* [DIRECTIONS FOR THIS TASK] Find every line in the records that holds the string "write". Copy each one.

(Collected data)

PR #22274, opened 2020-07-08
Fix dead link url and name of the STS download link

fernandezseb:
In the CONTRIBUTING documentation the link to the Spring Tool Suite url is a dead link. The url is replaced by the new url where STS can be downloaded.
The name of this link is contains a typo: Tools Suite (with an s after the Tool) instead of Tool Suite.

### DIFF
--- a/CONTRIBUTING.adoc
+++ b/CONTRIBUTING.adoc
@@ -76,7 +76,7 @@ added after the original pull request but before a merge.
 
 == Working with the Code
 If you don't have an IDE preference we would recommend that you use
-https://spring.io/tools/sts[Spring Tools Suite] or
+https://spring.io/tools[Spring Tool Suite] or
 https://eclipse.org[Eclipse] when working with the code. We use the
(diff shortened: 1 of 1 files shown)


CONTRIBUTING.adoc
```diff
@@ -76,7 +76,7 @@ added after the original pull request but before a merge.
 
 == Working with the Code
 If you don't have an IDE preference we would recommend that you use
-https://spring.io/tools/sts[Spring Tools Suite] or
+https://spring.io/tools[Spring Tool Suite] or
```
MrHeer, line 79: Maybe this is better?
```suggestion
https://spring.io/tools[Spring Tools] or
```

wilkinsona: I think that `Spring Tool Suite` is the better name here. It's the name of the Eclipse distribution that includes Spring Tools 4 and that's what we're referring to. I can take care of changing it back as part of the merge.

wilkinsona:
@fernandezseb Thank you very much for making your first contribution to Spring Boot.

Issue #22297, opened 2020-07-09
Support for HTTP response headers in Spring boot actuators


JigarJoshi:
Spring boot actuator offers a simple HTTP api to write web endpoints. It is intended to be simple. I have a usecase where I use embedded async-profiler and allow profiling of my spring boot application.

One of the file format I support is JFR and I want to be able to allow user to download the file from actuators. In current API setup download of file is possible however naming the downloaded file is not.

This is to support such usecase.

wilkinsona:
From what you have described, the heap dump endpoint sounds similar to your endpoint in that it produces binary data that is typically written to a file. In the [Actuator API documentation](https://docs.spring.io/spring-boot/docs/2.3.1.RELEASE/actuator-api/html/#heapdump-retrieving) we document the use of curl's `-O` to write the heap dump to disk. This results in a file named `heapdump` (derived from the URL) which isn't quite what you want.

With curl, you can use [`-o, --output <file>`](https://curl.haxx.se/docs/manpage.html#-o) to specify the name of the file to which the response body is written. Even if the server was able to suggest a default filename, I think it's likely that a user may want to customise it to meet their own needs and is likely to use `-o` or an equivalent option with a different client to do so. From what I know thus far, it feels like your use case may be solved by some documentation.

JigarJoshi:
Yes we can make the client output to different file while using such clients. However in my experience I have seen many developers using browser to hit certain actuator endpoints. 

While we can't attach response header `Content-Disposition: attachment; filename="${NAME}"` it defaults to the last part of uri (for example heapdump in case of `/heapdump`). Users will then have to rename file to add certain extension for the toolings (For example JMC).

This isn't a must have feature but as actuator grows I think it will be nice to add it in. I am happy to take your suggestion and introduce/reuse proper model for HttpHeader instead of MultiValuedMap.

Please let me know what do you think

philwebb:
We discussed this today as a team and decided that unfortunately we don't want to surface HTTP headers in the `WebEndpointResponse` class. If your code is just targeting one specific technology, you might want to look at `@RestControllerEndpoint` (and equivalents) which surfaces the existing MVC API, including support for HTTP headers.

PR #22298, opened 2020-07-10
 Support for HTTP response headers in Spring boot actuators #22297 

JigarJoshi:
#22297


wilkinsona:
Thanks for the proposal. If we're to support HTTP headers in endpoint web extensions, I think we'll need a proper abstraction for the headers (like Framework's `HttpHeaders` which we can't use as it isn't available when using Jersey) rather than using `MultiValueMap`. Before we explore that, I'd like to take a step back and have a think about whether or not this is a use case that we want to support. Let's do that on #22297.

philwebb:
Thanks for the PR, but as discussed in https://github.com/spring-projects/spring-boot/issues/22297#issuecomment-657625669 we feel it's better not to surface HTTP headers.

* [SOLUTION FOR THIS PROBLEM]
Spring boot actuator offers a simple HTTP api to write web endpoints. It is intended to be simple. I have a usecase where I use embedded async-profiler and allow profiling of my spring boot application.
From what you have described, the heap dump endpoint sounds similar to your endpoint in that it produces binary data that is typically written to a file. In the [Actuator API documentation](https://docs.spring.io/spring-boot/docs/2.3.1.RELEASE/actuator-api/html/#heapdump-retrieving) we document the use of curl's `-O` to write the heap dump to disk. This results in a file named `heapdump` (derived from the URL) which isn't quite what you want.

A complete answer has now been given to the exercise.